“对了,那个小记者,宁之初,你打算怎麽处理?”陆则序突然问道,“现在外界都把她和你绑在一起骂,她所在的报社也在施压,她很可能会成为霍景渊下一个攻击的目标。”
提到宁之初,魏庭的眉头几不可察地蹙了一下。这两天他一直没再联系她,一方面是忙着应对董事会的压力,另一方面,是不知道该如何面对——他一直告诉自己,她只是他的棋子,可一想到她可能会因为自己受到伤害,他就无法冷静。
“她是无辜的。”魏庭的声音低沉下来,“采访稿被篡改,她也是受害者。霍景渊想利用她来攻击我,我不能让她陷入危险。”
“你想保她?”陆则序挑眉,眼神里带着一丝探究,“魏庭,你该不会是对这个小记者动了真感情吧?我提醒你,现在是关键时刻,不能被儿女情长影响判断。”
魏庭的心里猛地一震。动了真感情?他一直刻意回避这个问题,告诉自己对宁之初的在意,只是因为她是计划中的关键一环,是不能出任何差错的“工具”。可陆则序的话,却像一面镜子,照出了他内心深处不敢承认的事实。
“别胡说。”魏庭避开陆则序的目光,语气生硬,“我只是不想被霍景渊牵着鼻子走,更不想让无辜的人受到牵连。她是唯一采访过我的记者,保住她,也能保住一条澄清舆论的渠道。”
陆则序显然不相信他的话,却也没有再追问,只是叹了口气:“行,你心里有数就行。那接下来的计划是什麽?总不能一直被动挨打。”
魏庭的眼神重新变得锐利起来,眼底闪过一丝决绝:“霍景渊不是想引我出来吗?那我就遂了他的愿。他以为篡改了采访稿,就能让我和宁之初互相猜忌,就能让我顾此失彼?他错了。”
他顿了顿,继续说道:“我已经让人查到,霍景渊手里根本没有所谓的‘实锤证据’,他现在就是在虚张声势,想逼我自乱阵脚。他接下来很可能会对宁之初动手,要麽逼她写假报道,要麽制造意外让她闭嘴。”
“所以你打算?”
“以静制动。”魏庭的嘴角勾起一抹冷笑,“霍景渊想利用宁之初引我出来,我就顺着他的思路走。但我不会让他得逞,我会保护好宁之初,同时找到他僞造证据的实锤,一击致命。”
陆则序点了点头,认可了他的计划:“需要我做什麽?”
“帮我盯着霍景渊的动向,另外,派人保护好宁之初的安全,别让她发现。”魏庭的声音里带着一丝不易察觉的温柔,“还有,帮我查查宁之初报社的情况,看看是谁篡改了采访稿,背後是不是有霍景渊的指使。”

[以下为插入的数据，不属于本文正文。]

PR #3597, opened 2025-08-26
feat: Add AWS CloudFront geolocation headers support

badmike:
## Description
This PR adds support for AWS CloudFront geolocation headers in the `getLocation` function, enabling geographical detection when Umami is deployed behind CloudFront.

## Changes
- Added CloudFront header detection in `src/lib/detect.ts`
- Extracts location data from CloudFront-specific headers:
  - `cloudfront-viewer-country` - Viewer's country code
  - `cloudfront-viewer-country-region` - Viewer's region/state code  
  - `cloudfront-viewer-city` - Viewer's city name
- Follows the same pattern as existing Cloudflare and Vercel header support
- Maintains consistency with existing `getRegionCode` logic for region formatting

## Motivation
CloudFront provides built-in geolocation headers that can be enabled to identify the geographic location of viewers without requiring IP-based database lookups. This enhancement allows Umami deployments using CloudFront to leverage these headers for improved performance and accuracy.

### DIFF
--- a/src/lib/detect.ts
+++ b/src/lib/detect.ts
@@ -15,6 +15,27 @@ import { safeDecodeURIComponent } from '@/lib/url';
 
 const MAXMIND = 'maxmind';
 
+const PROVIDER_HEADERS = [
+  // Cloudflare headers
+  {
+    countryHeader: 'cf-ipcountry',
+    regionHeader: 'cf-region-code',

“好。”陆则序答应下来,看着魏庭的背影,轻轻摇了摇头。他认识魏庭这麽多年,还是第一次见他为了一个女人如此上心,这哪里是单纯的“保护工具”,分明是动了真心。只是魏庭自己还没意识到,或者说,还在刻意逃避。
而宁之初,在报社熬过了心神不宁的一天後,终于等到了下班。她回到家,看着电脑屏幕上的匿名邮件,心里的纠结越来越深。
去,还是不去?
去,可能会面临未知的危险,甚至可能被霍景渊(她此刻还不知道幕後黑手是谁)利用,成为攻击魏庭的工具;不去,她就永远不知道真相,不知道是谁篡改了她的稿子,不知道魏庭到底是不是被冤枉的。更重要的是,她心里那点不受控制的担忧,让她无法坐视不管——她想知道魏庭的处境到底有多难,想知道自己能不能帮上一点忙。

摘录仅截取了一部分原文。